さて、このラインアップを見て、最も注目すべきはiPhone 4S、ではなく、価格が下がったiPhone 4、そしてさらに無料になったiPhone 3GSだ。
もちろん2年契約という前提での価格であり、2年契約で$199であるiPhone 4S 16GBが、SIMロックフリーでは$649であることを考えると、$99のiPhone 4が$549、無料のiPhone 3GSが$450という計算式も立つのだが、2年契約で無料になった意味は大きい。もちろん日本ではiPhone 4の16GB版が既に無料だった、というのはあるんだけれども。
Appleはこれまで、iPhoneを高付加価値のスマートフォンという位置づけにしてきた。導入から4年目、合計5機種がラインアップするようになり、2世代前のモデルを廉価版としてラインアップに残している。そしてソフトウエアのプラットホームである最新版のiOS 5はiPhone 3GSまでサポートを続けている状態にある。
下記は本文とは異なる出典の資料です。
PR #1717, opened 2022-12-27
DP-26714: Refactor GenTeaser into multiple separate components

DmitriiTartynovLCM:
## Description

The purpose of the change is to minimize the bundle size. Just one sub-component needs the `moment` library. It doesn't matter if we use this sub-component or not, the `moment` library was in the client-side bundle anyway. With the suggested changes, we saved ~22Kb, which is ~12% of the overall page bundle size in our case.

There are no changes in the sub-components themselves.

## Related Issue / Ticket

- [JIRA issue](https://massgov.atlassian.net/browse/DP-26714)

## Steps to Test

Check the component in the React Storybook.

* `GenTeaser`


clairesunstudio (commented):
Upon review and some research, I'm fine with your approach to convert the subcomponents into separate components to optimize the bundle size - the other alternatives are to remove the moment library (seems like an overkill for the our purpose) or to add treeshaking - which in comparison will require higher effort at the moment. 

This does efficiently eliminate the momentJS library when unused, which is of a substantial size (snapshots taken in datahub). 
Before:
Screen Shot 2022-12-28 at 4 13 29 PM
After: 
Screen Shot 2022-12-29 at 9 44 41 AM



Based on my findings, this issue with subcomponent is usually handled by treeshaking by the bundler. I'm curious - aside from this specific issue - that if there's a way to turn on treeshaking and turn off side effects  in nextJS, which might clean up more unused resources. Thoughts?

packages/react/src/components/organisms/GenTeaser/TeaserOrgs/index.js
```diff
@@ -1,81 +1,3 @@
...
-      </span>
-    );
-  }
-}
-
-TeaserOrgs.propTypes = {
-  /** A comma seperate list of organizations. */
-  orgs: PropTypes.string.isRequired
-};
+import TeaserOrgs from 'MayflowerReactGenTeaser/GenTeaserOrgs';
```
clairesunstudio: Can we remove this file? Now that all sub components are separate, I think we should use the same naming structure for the orgs also

packages/react/src/components/organisms/GenTeaser/TeaserSearch/index.js
```diff
@@ -1,73 +1,3 @@
...
-  /** The target url of the search bar */
-  target: PropTypes.string.isRequired,
-  /** The id of the search bar */
-  id: PropTypes.string.isRequired,
-  /** The query input variable to replace in the target url with the user entered term */
-  queryInput: PropTypes.string.isRequired,
-  /** Placeholder text of the search bar. */
-  placeholder: PropTypes.string.isRequired
-};
+import TeaserSearch from 'MayflowerReactGenTeaser/GenTeaserSearch';
```
clairesunstudio: Can we remove this file? Now that all sub components are separate, I think we should use the same naming structure for the search also

packages/react/src/components/organisms/GenTeaser/GenTeaser.md
```diff
@@ -4,36 +4,36 @@ The GenTeaser component provide a flexible and extensible content container with
...
-    <GenTeaser.Stat>{dataCatalog.stat}</GenTeaser.Stat>
-    <GenTeaser.Title title={dataset.title} />
-    <GenTeaser.Emphasis>
-      <GenTeaser.Date date={dataset.date} />
-      <GenTeaser.Orgs orgs={dataset.orgs} />
-    </GenTeaser.Emphasis>
-    <GenTeaser.Description description={dataset.description} />
-    <GenTeaser.SearchBar search={dataCatalog.search} />
-    <GenTeaser.SubLinks>
+<GenTeaserContainer onClick={(e) => action(e)} onKeyDown={(e) => action(e)}>
```
clairesunstudio, line 7: Can we still call the wrapper `GenTeaser`? This is to follow the naming convention. For example, see MUI https://mui.com/material-ui/api/card/ and ReachUI https://reach.tech/combobox

packages/react/src/components/organisms/GenTeaser/index.js
```diff
@@ -15,708 +15,57 @@
...
+import InfoDetails from 'MayflowerReactGenTeaser/GenTeaserInfoDetails';
+import Tags from 'MayflowerReactGenTeaser/GenTeaserTags';
+
+const GenTeaser = (props) => (
+  <Container {...props} />
+);
+
+GenTeaser.propTypes = Container.propTypes;
+
+GenTeaser.Details = Details;
```
clairesunstudio, line 48: Does this file mean that someone can still implement GenTeaser with subcomponents if they opt-in to import from the index?

clairesunstudio: If so, can you please add to the documentation outlining the two options? And maybe add some explanation of why we did what we did here and that this is the recommended import option because it excludes unused subcomponents.

clairesunstudio (commented):
Just some small naming change and docs comments

packages/react/src/components/organisms/GenTeaser/index.js
DmitriiTartynovLCM: Just added the documentation about the previous approach.

packages/react/src/components/organisms/GenTeaser/TeaserSearch/index.js
DmitriiTartynovLCM: Removed it.

packages/react/src/components/organisms/GenTeaser/TeaserOrgs/index.js
DmitriiTartynovLCM: Removed it too.

DmitriiTartynovLCM:
@clairesunstudio [Tree shaking](https://webpack.js.org/guides/tree-shaking/) must be enabled by default in Webpack 5. This means NextJS also has it enabled unless they  And, Mayflower React package has `sideEffects` specified in the `package.json` file. So, tree shaking should work for us. But, it only handles different imports from a module. As I understand, it can't perform tree shaking with properties of a single object exported from a module.

Please see massgov/data-hub-react#152 for a tree shaking test.

clairesunstudio (approved):

PR #1721, opened 2023-01-09
DP26647 add height to org nav mobile

clairesunstudio:
https://github.com/massgov/openmass/pull/1830


clairesunstudio:
replaced by #1723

もちろんハードウエア制約があるカメラやSiriといった機能は使えないかもしれないが、画面サイズ等が堅持されており、アプリはこれまで通り動作することができる。つまり、iPhone向けアプリの新興国向けの爆発的な市場拡大を、iPhone 3GSとiPhone 4が担う可能性があると言うことだ。
それでも、実質的に$450という価格は高いかも知れない。しかしキャリアの通信費用だけでiPhone 3GSが利用できるようになる国が拡大することは非常に意味があることじゃないか、と考えている。あるいは、新興国向けの通信キャリアと投資銀行などが何らかのスキームを作ることもあるかも知れない。新たなサブプライムにならないような配慮は必要だけれども。
特に、中央アジアからアフリカ諸国にかけてのラインは、通信によって政治や経済、産業、教育が大きく変化しているエリアである。ここにAppleのiPhoneとその上で動くiOS向けアプリが導入されていくことは、これまでにない可能性を秘めている。もちろん、NokiaやSamsung、LGは既に廉価版のスマートフォンを導入しにかかっているが、iOSのプラットホームの強みは、最新版のiPhone 4S向けに作ったアプリだって、廉価版のiPhone 3GS向けに作ったアプリで動かすことができる点なのだ。
開発者の皆さん、ぜひアプリのラインアップにiPhone 3GS + iOS 5の環境でキレイに動くアプリをチューニングしておいて下さい。そして多言語対応、あるいは非言語対応もお忘れなく。